Task requirements – For the entries below, count the lines that contain the word "Megamouse" and reply with that number only.

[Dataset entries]
★ ★ ★ ★ ★ ★ ★
PR #8829, opened 2020-09-03
GUI: Tooltips for mouse hide if idle and resize on boot

bevanweiss:
The original commits for the mouse hide on idle included definitions for tooltips, but didn't assign them correctly.
This fixes that up, so that tooltips exist.

And the resize height / width settings didn't have any tooltip applied.
So this extends the current resize setting tooltip to also trigger on the height / width hover (at least indicating that they are associated with this setting).

### DIFF
--- a/rpcs3/rpcs3qt/settings_dialog.cpp
+++ b/rpcs3/rpcs3qt/settings_dialog.cpp
@@ -1246,9 +1246,13 @@ settings_dialog::settings_dialog(std::shared_ptr<gui_settings> gui_settings, std
 	if (!game)
 	{
 		SubscribeTooltip(ui->gs_resizeOnBoot, tooltips.settings.resize_on_boot);
+		SubscribeTooltip(ui->gb_gs_height, tooltips.settings.resize_on_boot);
+		SubscribeTooltip(ui->gb_gs_width, tooltips.settings.resize_on_boot);
 		SubscribeTooltip(ui->gs_disableMouse, tooltips.settings.disable_mouse);
 		SubscribeTooltip(ui->gs_disableKbHotkeys, tooltips.settings.disable_kb_hotkeys);
 		SubscribeTooltip(ui->gs_showMouseInFullscreen, tooltips.settings.show_mouse_in_fullscreen);
+		SubscribeTooltip(ui->gs_hideMouseOnIdle, tooltips.settings.hide_mouse_on_idle);
+		SubscribeTooltip(ui->gs_hideMouseOnIdleTime, tooltips.settings.hide_mouse_on_idle);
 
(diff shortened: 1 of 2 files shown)


rpcs3/rpcs3qt/settings_dialog.cpp
```diff
@@ -1246,9 +1246,13 @@ settings_dialog::settings_dialog(std::shared_ptr<gui_settings> gui_settings, std
 	if (!game)
 	{
 		SubscribeTooltip(ui->gs_resizeOnBoot, tooltips.settings.resize_on_boot);
+		SubscribeTooltip(ui->gb_gs_height, tooltips.settings.resize_on_boot);
+		SubscribeTooltip(ui->gb_gs_width, tooltips.settings.resize_on_boot);
 		SubscribeTooltip(ui->gs_disableMouse, tooltips.settings.disable_mouse);
 		SubscribeTooltip(ui->gs_disableKbHotkeys, tooltips.settings.disable_kb_hotkeys);
 		SubscribeTooltip(ui->gs_showMouseInFullscreen, tooltips.settings.show_mouse_in_fullscreen);
+		SubscribeTooltip(ui->gs_hideMouseOnIdle, tooltips.settings.hide_mouse_on_idle);
```
Megamouse, line 1254: It would be better to use the tooltip on the encompassing widget, because like this you may see the tooltip going back to default while you hover in the wrong spot between the items

bevanweiss: I'm absolutely with you on that... and it's probably me just not knowing what tooltips can actually be assigned to.
This turns out to be where the mouse idle hide tooltip went... I was trying to be too smart, and had assigned it to the layout box in the .UI file code (yeah, I skimmed right on past the 'This file will be overwritten...' part at the top).  But when I next saved it in Qt, Qt says 'NO!' layout boxes cannot be assigned tooltips.

Hence this became the 'next best thing'.  Probably a proper group box or something would be the way, but I really did try that and it just made the layout engine go mental.  Which I suspect was more me not doing something right...

Megamouse: You can simply wrap the layout in a QWidget and put the tooltip on that

bevanweiss: "simply"... hmm
The default Qwidget wants to inherit its padding settings, and push them down to its contained children, which messes up the layout of the checkboxes and sub items etc unless the padding is overridden on the QWidget..
Which ain't so simple for Qt neophyte like myself.

If you want to PR on 'the proper way', would be happy to see it.

Megamouse: Sure. Later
★ ★ ★ ★ ★ ★ ★
Exercise response – 3